** Opening Excerpted data block **
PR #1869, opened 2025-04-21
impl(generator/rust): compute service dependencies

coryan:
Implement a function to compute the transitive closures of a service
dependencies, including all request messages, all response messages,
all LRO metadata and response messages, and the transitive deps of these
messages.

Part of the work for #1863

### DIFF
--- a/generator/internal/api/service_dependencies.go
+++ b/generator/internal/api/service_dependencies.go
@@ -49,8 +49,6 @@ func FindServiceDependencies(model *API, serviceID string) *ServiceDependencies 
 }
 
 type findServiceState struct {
** Closing Excerpted data block **
** Opening Excerpted data block **
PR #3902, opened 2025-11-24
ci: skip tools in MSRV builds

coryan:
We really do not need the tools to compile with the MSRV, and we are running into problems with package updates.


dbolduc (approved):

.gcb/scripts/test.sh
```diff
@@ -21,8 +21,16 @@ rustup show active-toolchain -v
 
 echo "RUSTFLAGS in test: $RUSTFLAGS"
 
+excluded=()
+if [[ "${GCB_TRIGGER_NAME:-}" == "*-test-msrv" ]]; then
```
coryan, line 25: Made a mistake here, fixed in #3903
** Closing Excerpted data block **
Please return only the lines above, starting at the line that has "PR #1869, opened 2025-04-21" and ending at the line that has "type findServiceState struct", keeping both and leaving each one unchanged.

**Expected answer:**
PR #1869, opened 2025-04-21
impl(generator/rust): compute service dependencies

coryan:
Implement a function to compute the transitive closures of a service
dependencies, including all request messages, all response messages,
all LRO metadata and response messages, and the transitive deps of these
messages.

Part of the work for #1863

### DIFF
--- a/generator/internal/api/service_dependencies.go
+++ b/generator/internal/api/service_dependencies.go
@@ -49,8 +49,6 @@ func FindServiceDependencies(model *API, serviceID string) *ServiceDependencies 
 }
 
 type findServiceState struct {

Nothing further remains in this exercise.